**Work required**
In the lines below, look for "Issue". Copy each line where it appears.

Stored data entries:
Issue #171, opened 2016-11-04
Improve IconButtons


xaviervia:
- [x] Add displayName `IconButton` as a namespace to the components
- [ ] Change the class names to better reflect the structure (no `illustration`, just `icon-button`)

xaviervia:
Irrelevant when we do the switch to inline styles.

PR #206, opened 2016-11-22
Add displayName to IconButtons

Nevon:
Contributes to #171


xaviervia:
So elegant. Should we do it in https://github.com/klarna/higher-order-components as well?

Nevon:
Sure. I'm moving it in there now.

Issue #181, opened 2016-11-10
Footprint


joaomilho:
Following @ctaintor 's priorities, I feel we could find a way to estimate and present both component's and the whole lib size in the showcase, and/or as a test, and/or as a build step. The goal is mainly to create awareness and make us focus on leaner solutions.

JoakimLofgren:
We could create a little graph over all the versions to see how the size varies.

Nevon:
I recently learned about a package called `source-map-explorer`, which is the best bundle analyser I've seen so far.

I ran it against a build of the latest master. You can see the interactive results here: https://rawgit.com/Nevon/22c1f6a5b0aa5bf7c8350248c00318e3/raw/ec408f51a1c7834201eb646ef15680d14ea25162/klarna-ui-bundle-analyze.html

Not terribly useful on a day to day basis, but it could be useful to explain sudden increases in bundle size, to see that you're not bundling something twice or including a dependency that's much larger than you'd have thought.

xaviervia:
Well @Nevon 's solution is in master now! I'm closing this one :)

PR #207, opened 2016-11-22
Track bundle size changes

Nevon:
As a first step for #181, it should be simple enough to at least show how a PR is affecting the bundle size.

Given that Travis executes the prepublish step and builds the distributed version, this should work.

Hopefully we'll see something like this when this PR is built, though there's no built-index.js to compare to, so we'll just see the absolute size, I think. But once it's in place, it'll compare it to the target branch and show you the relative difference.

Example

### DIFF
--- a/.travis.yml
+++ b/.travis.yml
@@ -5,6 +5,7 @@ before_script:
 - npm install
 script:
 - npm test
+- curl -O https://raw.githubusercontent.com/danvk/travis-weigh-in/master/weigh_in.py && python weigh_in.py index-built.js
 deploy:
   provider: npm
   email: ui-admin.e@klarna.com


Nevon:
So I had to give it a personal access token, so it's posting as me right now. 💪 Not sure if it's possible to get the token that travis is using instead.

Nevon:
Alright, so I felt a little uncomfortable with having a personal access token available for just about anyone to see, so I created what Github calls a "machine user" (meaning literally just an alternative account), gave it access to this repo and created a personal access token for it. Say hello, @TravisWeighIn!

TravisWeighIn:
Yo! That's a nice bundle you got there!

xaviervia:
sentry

**Answer box**
Issue #171, opened 2016-11-04
Issue #181, opened 2016-11-10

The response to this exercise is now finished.